Collected data entries:
= Beginning of Section =

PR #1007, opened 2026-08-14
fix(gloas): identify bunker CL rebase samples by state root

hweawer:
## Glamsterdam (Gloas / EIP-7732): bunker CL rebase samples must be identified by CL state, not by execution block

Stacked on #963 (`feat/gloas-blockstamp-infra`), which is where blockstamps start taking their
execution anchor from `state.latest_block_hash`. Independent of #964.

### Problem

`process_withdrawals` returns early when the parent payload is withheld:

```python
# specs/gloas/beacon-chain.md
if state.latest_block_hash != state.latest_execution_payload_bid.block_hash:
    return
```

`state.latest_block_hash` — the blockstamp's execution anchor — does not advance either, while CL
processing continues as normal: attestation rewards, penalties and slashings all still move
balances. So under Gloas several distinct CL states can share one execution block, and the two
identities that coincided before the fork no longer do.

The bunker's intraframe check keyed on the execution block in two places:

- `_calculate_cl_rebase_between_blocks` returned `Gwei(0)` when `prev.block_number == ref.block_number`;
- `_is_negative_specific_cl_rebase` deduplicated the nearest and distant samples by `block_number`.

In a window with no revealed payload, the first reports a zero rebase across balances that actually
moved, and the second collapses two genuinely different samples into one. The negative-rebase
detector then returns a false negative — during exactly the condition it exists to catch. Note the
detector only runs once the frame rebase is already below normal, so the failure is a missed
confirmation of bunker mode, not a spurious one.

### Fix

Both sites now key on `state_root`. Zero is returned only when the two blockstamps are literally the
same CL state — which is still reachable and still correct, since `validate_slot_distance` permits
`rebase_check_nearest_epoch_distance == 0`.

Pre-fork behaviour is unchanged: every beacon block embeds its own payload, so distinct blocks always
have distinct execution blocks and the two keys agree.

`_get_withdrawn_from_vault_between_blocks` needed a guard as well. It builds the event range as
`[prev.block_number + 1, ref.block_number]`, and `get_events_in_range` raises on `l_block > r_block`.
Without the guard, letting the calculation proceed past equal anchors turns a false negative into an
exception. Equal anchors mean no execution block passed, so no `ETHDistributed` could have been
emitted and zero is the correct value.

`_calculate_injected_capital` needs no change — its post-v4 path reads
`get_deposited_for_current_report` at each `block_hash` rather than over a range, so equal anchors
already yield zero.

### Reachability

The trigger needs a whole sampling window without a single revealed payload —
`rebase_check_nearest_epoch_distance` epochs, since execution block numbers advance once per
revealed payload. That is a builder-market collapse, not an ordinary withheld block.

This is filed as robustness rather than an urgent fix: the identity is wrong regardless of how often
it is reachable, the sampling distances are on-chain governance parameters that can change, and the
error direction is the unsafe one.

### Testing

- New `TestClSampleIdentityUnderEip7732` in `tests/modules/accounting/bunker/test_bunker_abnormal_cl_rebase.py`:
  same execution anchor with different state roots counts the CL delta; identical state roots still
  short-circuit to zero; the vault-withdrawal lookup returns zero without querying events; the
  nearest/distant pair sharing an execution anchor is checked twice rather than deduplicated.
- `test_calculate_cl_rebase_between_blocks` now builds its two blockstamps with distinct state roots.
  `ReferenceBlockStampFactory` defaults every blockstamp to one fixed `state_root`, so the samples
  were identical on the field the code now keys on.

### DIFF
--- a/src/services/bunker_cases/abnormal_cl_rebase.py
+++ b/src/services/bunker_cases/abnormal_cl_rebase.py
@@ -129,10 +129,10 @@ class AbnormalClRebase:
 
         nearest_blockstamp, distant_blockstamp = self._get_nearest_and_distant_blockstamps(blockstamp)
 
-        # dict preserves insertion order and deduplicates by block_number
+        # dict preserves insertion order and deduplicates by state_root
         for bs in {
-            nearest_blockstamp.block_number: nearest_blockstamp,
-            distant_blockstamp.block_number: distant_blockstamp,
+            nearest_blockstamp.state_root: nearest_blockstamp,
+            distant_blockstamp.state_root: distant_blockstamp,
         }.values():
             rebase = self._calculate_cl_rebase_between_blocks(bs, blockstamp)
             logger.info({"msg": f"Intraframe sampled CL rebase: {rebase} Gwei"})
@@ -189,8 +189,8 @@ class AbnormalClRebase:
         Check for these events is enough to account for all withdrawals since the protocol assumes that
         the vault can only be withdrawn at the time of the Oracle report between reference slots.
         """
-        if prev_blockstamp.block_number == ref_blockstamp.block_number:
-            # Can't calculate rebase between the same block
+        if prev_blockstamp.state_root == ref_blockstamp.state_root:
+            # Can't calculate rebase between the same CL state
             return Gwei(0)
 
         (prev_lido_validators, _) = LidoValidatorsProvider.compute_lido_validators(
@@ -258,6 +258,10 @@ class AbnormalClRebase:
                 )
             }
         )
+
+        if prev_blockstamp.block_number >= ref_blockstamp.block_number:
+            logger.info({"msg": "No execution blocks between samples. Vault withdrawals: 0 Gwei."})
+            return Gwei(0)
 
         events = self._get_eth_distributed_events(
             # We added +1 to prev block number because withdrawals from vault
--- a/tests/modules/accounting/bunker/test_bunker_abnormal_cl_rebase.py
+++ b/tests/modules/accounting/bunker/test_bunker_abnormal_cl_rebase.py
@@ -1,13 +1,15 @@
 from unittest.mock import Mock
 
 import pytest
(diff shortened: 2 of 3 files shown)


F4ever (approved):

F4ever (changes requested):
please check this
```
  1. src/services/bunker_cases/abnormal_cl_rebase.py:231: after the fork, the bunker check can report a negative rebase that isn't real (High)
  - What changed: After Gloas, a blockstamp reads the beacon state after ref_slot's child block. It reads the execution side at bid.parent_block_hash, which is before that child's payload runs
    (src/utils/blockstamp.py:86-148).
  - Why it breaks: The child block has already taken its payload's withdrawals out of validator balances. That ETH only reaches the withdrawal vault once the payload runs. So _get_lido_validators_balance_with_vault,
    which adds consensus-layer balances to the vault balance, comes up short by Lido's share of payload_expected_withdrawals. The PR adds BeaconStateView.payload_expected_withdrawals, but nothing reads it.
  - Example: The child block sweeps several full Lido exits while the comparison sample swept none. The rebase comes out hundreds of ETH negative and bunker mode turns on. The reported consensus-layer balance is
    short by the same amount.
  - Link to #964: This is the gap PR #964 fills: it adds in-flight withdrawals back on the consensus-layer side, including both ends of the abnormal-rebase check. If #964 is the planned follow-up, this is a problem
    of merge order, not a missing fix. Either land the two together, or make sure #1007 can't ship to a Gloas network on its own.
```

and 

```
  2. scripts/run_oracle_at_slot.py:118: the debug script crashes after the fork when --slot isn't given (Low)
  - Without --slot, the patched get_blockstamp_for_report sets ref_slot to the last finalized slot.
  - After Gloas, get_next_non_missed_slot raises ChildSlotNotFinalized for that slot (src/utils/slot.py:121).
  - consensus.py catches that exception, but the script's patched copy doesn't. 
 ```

= End of Section =

__EXERCISE OBJECTIVE__. Every word in the records must appear in your copy exactly as it does above.

__RESPONSE TO THIS TASK__.
PR #1007, opened 2026-08-14
fix(gloas): identify bunker CL rebase samples by state root

hweawer:
## Glamsterdam (Gloas / EIP-7732): bunker CL rebase samples must be identified by CL state, not by execution block

Stacked on #963 (`feat/gloas-blockstamp-infra`), which is where blockstamps start taking their
execution anchor from `state.latest_block_hash`. Independent of #964.

### Problem

`process_withdrawals` returns early when the parent payload is withheld:

```python
# specs/gloas/beacon-chain.md
if state.latest_block_hash != state.latest_execution_payload_bid.block_hash:
    return
```

`state.latest_block_hash` — the blockstamp's execution anchor — does not advance either, while CL
processing continues as normal: attestation rewards, penalties and slashings all still move
balances. So under Gloas several distinct CL states can share one execution block, and the two
identities that coincided before the fork no longer do.

The bunker's intraframe check keyed on the execution block in two places:

- `_calculate_cl_rebase_between_blocks` returned `Gwei(0)` when `prev.block_number == ref.block_number`;
- `_is_negative_specific_cl_rebase` deduplicated the nearest and distant samples by `block_number`.

In a window with no revealed payload, the first reports a zero rebase across balances that actually
moved, and the second collapses two genuinely different samples into one. The negative-rebase
detector then returns a false negative — during exactly the condition it exists to catch. Note the
detector only runs once the frame rebase is already below normal, so the failure is a missed
confirmation of bunker mode, not a spurious one.

### Fix

Both sites now key on `state_root`. Zero is returned only when the two blockstamps are literally the
same CL state — which is still reachable and still correct, since `validate_slot_distance` permits
`rebase_check_nearest_epoch_distance == 0`.

Pre-fork behaviour is unchanged: every beacon block embeds its own payload, so distinct blocks always
have distinct execution blocks and the two keys agree.

`_get_withdrawn_from_vault_between_blocks` needed a guard as well. It builds the event range as
`[prev.block_number + 1, ref.block_number]`, and `get_events_in_range` raises on `l_block > r_block`.
Without the guard, letting the calculation proceed past equal anchors turns a false negative into an
exception. Equal anchors mean no execution block passed, so no `ETHDistributed` could have been
emitted and zero is the correct value.

`_calculate_injected_capital` needs no change — its post-v4 path reads
`get_deposited_for_current_report` at each `block_hash` rather than over a range, so equal anchors
already yield zero.

### Reachability

The trigger needs a whole sampling window without a single revealed payload —
`rebase_check_nearest_epoch_distance` epochs, since execution block numbers advance once per
revealed payload. That is a builder-market collapse, not an ordinary withheld block.

This is filed as robustness rather than an urgent fix: the identity is wrong regardless of how often
it is reachable, the sampling distances are on-chain governance parameters that can change, and the
error direction is the unsafe one.

### Testing

- New `TestClSampleIdentityUnderEip7732` in `tests/modules/accounting/bunker/test_bunker_abnormal_cl_rebase.py`:
  same execution anchor with different state roots counts the CL delta; identical state roots still
  short-circuit to zero; the vault-withdrawal lookup returns zero without querying events; the
  nearest/distant pair sharing an execution anchor is checked twice rather than deduplicated.
- `test_calculate_cl_rebase_between_blocks` now builds its two blockstamps with distinct state roots.
  `ReferenceBlockStampFactory` defaults every blockstamp to one fixed `state_root`, so the samples
  were identical on the field the code now keys on.

### DIFF
--- a/src/services/bunker_cases/abnormal_cl_rebase.py
+++ b/src/services/bunker_cases/abnormal_cl_rebase.py
@@ -129,10 +129,10 @@ class AbnormalClRebase:
 
         nearest_blockstamp, distant_blockstamp = self._get_nearest_and_distant_blockstamps(blockstamp)
 
-        # dict preserves insertion order and deduplicates by block_number
+        # dict preserves insertion order and deduplicates by state_root
         for bs in {
-            nearest_blockstamp.block_number: nearest_blockstamp,
-            distant_blockstamp.block_number: distant_blockstamp,
+            nearest_blockstamp.state_root: nearest_blockstamp,
+            distant_blockstamp.state_root: distant_blockstamp,
         }.values():
             rebase = self._calculate_cl_rebase_between_blocks(bs, blockstamp)
             logger.info({"msg": f"Intraframe sampled CL rebase: {rebase} Gwei"})
@@ -189,8 +189,8 @@ class AbnormalClRebase:
         Check for these events is enough to account for all withdrawals since the protocol assumes that
         the vault can only be withdrawn at the time of the Oracle report between reference slots.
         """
-        if prev_blockstamp.block_number == ref_blockstamp.block_number:
-            # Can't calculate rebase between the same block
+        if prev_blockstamp.state_root == ref_blockstamp.state_root:
+            # Can't calculate rebase between the same CL state
             return Gwei(0)
 
         (prev_lido_validators, _) = LidoValidatorsProvider.compute_lido_validators(
@@ -258,6 +258,10 @@ class AbnormalClRebase:
                 )
             }
         )
+
+        if prev_blockstamp.block_number >= ref_blockstamp.block_number:
+            logger.info({"msg": "No execution blocks between samples. Vault withdrawals: 0 Gwei."})
+            return Gwei(0)
 
         events = self._get_eth_distributed_events(
             # We added +1 to prev block number because withdrawals from vault
--- a/tests/modules/accounting/bunker/test_bunker_abnormal_cl_rebase.py
+++ b/tests/modules/accounting/bunker/test_bunker_abnormal_cl_rebase.py
@@ -1,13 +1,15 @@
 from unittest.mock import Mock
 
 import pytest
(diff shortened: 2 of 3 files shown)


F4ever (approved):

F4ever (changes requested):
please check this
```
  1. src/services/bunker_cases/abnormal_cl_rebase.py:231: after the fork, the bunker check can report a negative rebase that isn't real (High)
  - What changed: After Gloas, a blockstamp reads the beacon state after ref_slot's child block. It reads the execution side at bid.parent_block_hash, which is before that child's payload runs
    (src/utils/blockstamp.py:86-148).
  - Why it breaks: The child block has already taken its payload's withdrawals out of validator balances. That ETH only reaches the withdrawal vault once the payload runs. So _get_lido_validators_balance_with_vault,
    which adds consensus-layer balances to the vault balance, comes up short by Lido's share of payload_expected_withdrawals. The PR adds BeaconStateView.payload_expected_withdrawals, but nothing reads it.
  - Example: The child block sweeps several full Lido exits while the comparison sample swept none. The rebase comes out hundreds of ETH negative and bunker mode turns on. The reported consensus-layer balance is
    short by the same amount.
  - Link to #964: This is the gap PR #964 fills: it adds in-flight withdrawals back on the consensus-layer side, including both ends of the abnormal-rebase check. If #964 is the planned follow-up, this is a problem
    of merge order, not a missing fix. Either land the two together, or make sure #1007 can't ship to a Gloas network on its own.
```

and 

```
  2. scripts/run_oracle_at_slot.py:118: the debug script crashes after the fork when --slot isn't given (Low)
  - Without --slot, the patched get_blockstamp_for_report sets ref_slot to the last finalized slot.
  - After Gloas, get_next_non_missed_slot raises ChildSlotNotFinalized for that slot (src/utils/slot.py:121).
  - consensus.py catches that exception, but the script's patched copy doesn't. 
 ```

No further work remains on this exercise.